**What is expected**
Only the lines that hold "simultaneously" should be in the answer, each copied from the data below.

[Source records]
....
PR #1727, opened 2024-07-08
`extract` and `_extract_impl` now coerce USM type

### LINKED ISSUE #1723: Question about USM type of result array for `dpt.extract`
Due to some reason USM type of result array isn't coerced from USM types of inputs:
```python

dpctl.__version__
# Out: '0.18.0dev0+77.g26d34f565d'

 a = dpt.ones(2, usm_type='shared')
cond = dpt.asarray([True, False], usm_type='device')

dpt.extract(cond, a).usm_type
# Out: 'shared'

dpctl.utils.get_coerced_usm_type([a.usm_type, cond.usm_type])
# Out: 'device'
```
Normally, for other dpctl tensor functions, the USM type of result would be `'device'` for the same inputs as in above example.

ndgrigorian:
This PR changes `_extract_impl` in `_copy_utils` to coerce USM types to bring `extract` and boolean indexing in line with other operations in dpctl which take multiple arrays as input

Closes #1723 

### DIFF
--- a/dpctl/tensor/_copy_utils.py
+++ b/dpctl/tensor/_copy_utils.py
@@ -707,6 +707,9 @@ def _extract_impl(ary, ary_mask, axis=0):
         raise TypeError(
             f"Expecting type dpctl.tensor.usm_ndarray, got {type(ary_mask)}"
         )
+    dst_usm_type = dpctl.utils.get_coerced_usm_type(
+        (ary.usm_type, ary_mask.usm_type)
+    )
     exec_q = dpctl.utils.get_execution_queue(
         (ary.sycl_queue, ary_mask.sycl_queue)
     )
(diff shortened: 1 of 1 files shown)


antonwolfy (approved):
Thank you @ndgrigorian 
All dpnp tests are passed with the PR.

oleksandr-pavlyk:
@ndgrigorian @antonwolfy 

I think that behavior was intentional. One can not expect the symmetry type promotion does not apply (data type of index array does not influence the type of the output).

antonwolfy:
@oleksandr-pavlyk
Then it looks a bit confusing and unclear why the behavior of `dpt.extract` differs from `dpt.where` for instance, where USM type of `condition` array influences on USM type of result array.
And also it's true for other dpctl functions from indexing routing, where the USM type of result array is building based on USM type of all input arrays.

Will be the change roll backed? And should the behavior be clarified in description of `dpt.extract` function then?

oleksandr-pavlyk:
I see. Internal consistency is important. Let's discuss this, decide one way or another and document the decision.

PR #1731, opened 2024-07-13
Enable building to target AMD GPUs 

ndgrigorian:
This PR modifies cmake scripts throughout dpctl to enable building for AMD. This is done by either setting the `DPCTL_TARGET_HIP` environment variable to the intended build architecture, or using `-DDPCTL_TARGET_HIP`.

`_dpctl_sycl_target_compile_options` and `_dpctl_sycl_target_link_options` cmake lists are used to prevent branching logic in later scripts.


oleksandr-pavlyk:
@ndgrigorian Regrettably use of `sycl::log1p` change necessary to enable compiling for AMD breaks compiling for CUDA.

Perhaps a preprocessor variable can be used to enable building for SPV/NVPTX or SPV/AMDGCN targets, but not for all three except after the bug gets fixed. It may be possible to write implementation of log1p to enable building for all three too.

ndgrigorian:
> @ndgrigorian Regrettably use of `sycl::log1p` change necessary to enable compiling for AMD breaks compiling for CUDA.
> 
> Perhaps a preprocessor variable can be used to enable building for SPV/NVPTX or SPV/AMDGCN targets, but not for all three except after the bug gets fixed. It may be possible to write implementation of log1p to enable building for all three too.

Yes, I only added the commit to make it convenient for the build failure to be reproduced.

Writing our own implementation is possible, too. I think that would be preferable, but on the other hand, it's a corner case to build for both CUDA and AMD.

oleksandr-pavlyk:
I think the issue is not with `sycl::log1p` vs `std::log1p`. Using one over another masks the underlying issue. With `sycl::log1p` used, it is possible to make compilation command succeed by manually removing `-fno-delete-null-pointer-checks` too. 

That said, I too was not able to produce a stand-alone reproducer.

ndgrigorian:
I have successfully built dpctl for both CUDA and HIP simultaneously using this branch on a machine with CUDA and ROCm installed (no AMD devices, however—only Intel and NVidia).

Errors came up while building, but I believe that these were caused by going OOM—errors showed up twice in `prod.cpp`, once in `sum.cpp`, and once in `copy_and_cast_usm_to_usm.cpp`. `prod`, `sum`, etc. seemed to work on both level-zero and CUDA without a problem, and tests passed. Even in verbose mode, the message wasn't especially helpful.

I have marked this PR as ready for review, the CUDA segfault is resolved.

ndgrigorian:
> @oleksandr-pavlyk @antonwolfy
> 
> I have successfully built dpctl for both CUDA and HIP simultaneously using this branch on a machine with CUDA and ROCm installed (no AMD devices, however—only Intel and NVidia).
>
....
**Answer section**
I have successfully built dpctl for both CUDA and HIP simultaneously using this branch on a machine with CUDA and ROCm installed (no AMD devices, however—only Intel and NVidia).
> I have successfully built dpctl for both CUDA and HIP simultaneously using this branch on a machine with CUDA and ROCm installed (no AMD devices, however—only Intel and NVidia).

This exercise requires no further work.